**What you are asked to do:** Your job is to copy all the entries precisely as they stand.

**Data listing:**
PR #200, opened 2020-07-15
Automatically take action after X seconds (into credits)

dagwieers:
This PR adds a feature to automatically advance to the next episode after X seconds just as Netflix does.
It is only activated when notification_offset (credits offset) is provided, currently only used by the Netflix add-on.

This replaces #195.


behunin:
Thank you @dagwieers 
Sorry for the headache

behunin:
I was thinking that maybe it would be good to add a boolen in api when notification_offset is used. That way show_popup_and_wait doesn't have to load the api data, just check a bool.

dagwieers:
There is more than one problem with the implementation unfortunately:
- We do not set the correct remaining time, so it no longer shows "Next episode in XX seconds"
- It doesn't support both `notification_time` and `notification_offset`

**Exercise solution:**
PR #200, opened 2020-07-15
Automatically take action after X seconds (into credits)

dagwieers:
This PR adds a feature to automatically advance to the next episode after X seconds just as Netflix does.
It is only activated when notification_offset (credits offset) is provided, currently only used by the Netflix add-on.

This replaces #195.


behunin:
Thank you @dagwieers 
Sorry for the headache

behunin:
I was thinking that maybe it would be good to add a boolen in api when notification_offset is used. That way show_popup_and_wait doesn't have to load the api data, just check a bool.

dagwieers:
There is more than one problem with the implementation unfortunately:
- We do not set the correct remaining time, so it no longer shows "Next episode in XX seconds"
- It doesn't support both `notification_time` and `notification_offset`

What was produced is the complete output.